Hungary’s central bank is set to hold on to its 6% policy rate at its rate-setting meeting on Tuesday, but the weak forint and deteriorating external risk indicators mean that a rate hike is more likely in the longer run than a rate cut, London-based emerging markets economists said prior to Tuesday’s rates announcement.

Analysts at JP Morgan said they see “a greater chance of a hike than a cut in coming months”, and expect a rate hike to be discussed again on Tuesday.

“But the bar for any rate move remains rather high, in our view”. Comparing the current situation to October 2008 when the MNB delivered an emergency rate hike, the forint is weaker, but banks are better capitalized, the government is less reliant on external financing and the central bank’s FX reserves have doubled.

With CHF/HUF now broadly stable, “we think the MNB will be more tolerant of a move higher in EUR/HUF, with short-term FX volatility likely to be dealt with FX intervention”.

Hungary’s vulnerability to FX swings could be materially reduced by mid-2012 if the government’s policy of getting FX borrowers to switch into HUF loans is successful, opening the door to rate cuts. But until the FX loan stock is reduced the MNB will remain wary of doing anything to weaken HUF.

“Our base case is for 50bp in rate cuts in (the second half of 2012)”, JP Morgan’s London-based analysts said.

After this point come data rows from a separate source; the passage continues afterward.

PR #1653, opened 2022-07-19
Patternlab/dp 25467 fix console bug

clairesunstudio:
Fixed: 
  - project: Patternlab
    component: skipLinkTarget.js
    description: Fix skipLinkTarget.js console error. (#1653)
    issue: DP-25457
    impact: Patch

Screen Shot 2022-07-19 at 10 07 36 AM

To test:
- confirmed that the error above is fixed 
  - before: https://mayflower.digital.mass.gov/patternlab/b/develop/?p=pages-Homepage
  - after:  https://mayflower.digital.mass.gov/patternlab/b/patternlab/DP-25467-fix-console-bug/?p=pages-Homepage
- Bring into openmass PR to confirm that the feedback button on homepage no longer show up
  -  Openmass PR https://github.com/massgov/openmass/pull/1595

### DIFF
--- a/packages/patternlab/styleguide/source/assets/js/modules/skipLinkTarget.js
+++ b/packages/patternlab/styleguide/source/assets/js/modules/skipLinkTarget.js
@@ -6,7 +6,6 @@
 document.querySelectorAll(".ma__figure__skip-link").forEach(link => {
 
   let linkTarget = "";
-  let linkTargetHash = "";
 
   link.addEventListener("click", (e) => {
     // Find the matched linkTarget.
--- a/packages/patternlab/styleguide/source/assets/js/modules/skipLinkTarget.js
+++ b/packages/patternlab/styleguide/source/assets/js/modules/skipLinkTarget.js
@@ -32,26 +32,30 @@ document.querySelectorAll(".ma__figure__skip-link").forEach(link => {
       document.querySelector(location.hash).style.display = "none";
     }
   });
+});
 
-  // For TOC skip link target
-  const skipLinkTOC = document.querySelector(".ma__jump-links__skip-link");
-  const skipLinkTOCTarget = document.querySelector("#ma-end-sticky-toc");
 
+// For TOC skip link target
+const skipLinkTOC = document.querySelector(".ma__jump-links__skip-link");
+const skipLinkTOCTarget = document.querySelector("#ma-end-sticky-toc");
+
+if(skipLinkTOC && skipLinkTOCTarget) {
   skipLinkTOC.addEventListener("click", (e) => {
     skipLinkTOCTarget.setAttribute("tabindex", "0");
     skipLinkTOCTarget.focus();
   });
-
+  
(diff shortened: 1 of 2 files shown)


clairesunstudio:
patternlab backstop failure is a false positive https://output.circle-artifacts.com/output/job/25d6f846-5bbf-4fc5-a4f2-ed3623165294/artifacts/0/backstop/reports/html/index.html

packages/patternlab/styleguide/source/assets/js/modules/skipLinkTarget.js
```diff
@@ -33,25 +32,26 @@ document.querySelectorAll(".ma__figure__skip-link").forEach(link => {
       document.querySelector(location.hash).style.display = "none";
     }
   });
-});
```
ygannett: This `document.querySelectorAll(".ma__figure__skip-link").forEach(link => {` is for skip links for figures (currently, only set up for Tableau data viz. inserts) and unrelated to the code for the TOC skip links shown below .  So, it closed here.

packages/patternlab/styleguide/source/assets/js/modules/skipLinkTarget.js
```diff
@@ -33,25 +32,26 @@ document.querySelectorAll(".ma__figure__skip-link").forEach(link => {
...
-
 
-// For TOC skip link target
-const skipLinkTOC = document.querySelector(".ma__jump-links__skip-link");
-const skipLinkTOCTarget = document.querySelector("#ma-end-sticky-toc");
+  // For TOC skip link target
```
ygannett: When the `forEach` closes above, it causes the error you found.  So, here, we can wrap LL. 40-55 with
`if (skipLinkTOC) { }`.  Then, pages don't have TOC skip links, in other words, no TOC, wouldn't get the error.

I kept the code for these two different skip links together here, which is my bad, but thought it would be easier to manage since they have the same functionality with different targets.

ygannett (commented):
Please see my two comments.

packages/patternlab/styleguide/source/assets/js/modules/skipLinkTarget.js
clairesunstudio: I see... I didn't realize that. good catch!

packages/patternlab/styleguide/source/assets/js/modules/skipLinkTarget.js
clairesunstudio: I added a check for both the TOC and the Target, as I noticed jump links have TOC but not the target, and this won't apply.

ygannett (approved):

packages/patternlab/styleguide/source/assets/js/modules/skipLinkTarget.js
ygannett: Excellent!  Thank you for the change.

Emerging markets economists at Goldman Sachs (GS) said in their forecast that the MNB “remains bounded in its policy choices, as it has been for most of this year”.

On one hand, it remains in a “currency trap”: even though stagnant domestic demand and the ongoing deleveraging would call for lower interest rates, cutting rates in the environment of heightened uncertainty over the effects of the FX debt prepayments, uncertain situation in the eurozone, high dependency on foreign financing and a record high presence of non-residents in the domestic debt market mean that the MNB cannot afford more HUF weakening without additional negative consequences for domestic demand and thus growth.

On balance, therefore, the MNB is likely to stay on hold for now and “well into 2012” if the current situation of still large uncertainty over the resolution of the eurozone’s fiscal and banking problems persists but remains under control and does not lead to a rapid outflow of capital from Hungary or a reduction in bank exposure to the country.

Similarly, “unless we see a rapid sell-off of the forint and a spike in HUF volatility”, the MNB is unlikely to counteract with “emergency” hikes, GS’s analysts said.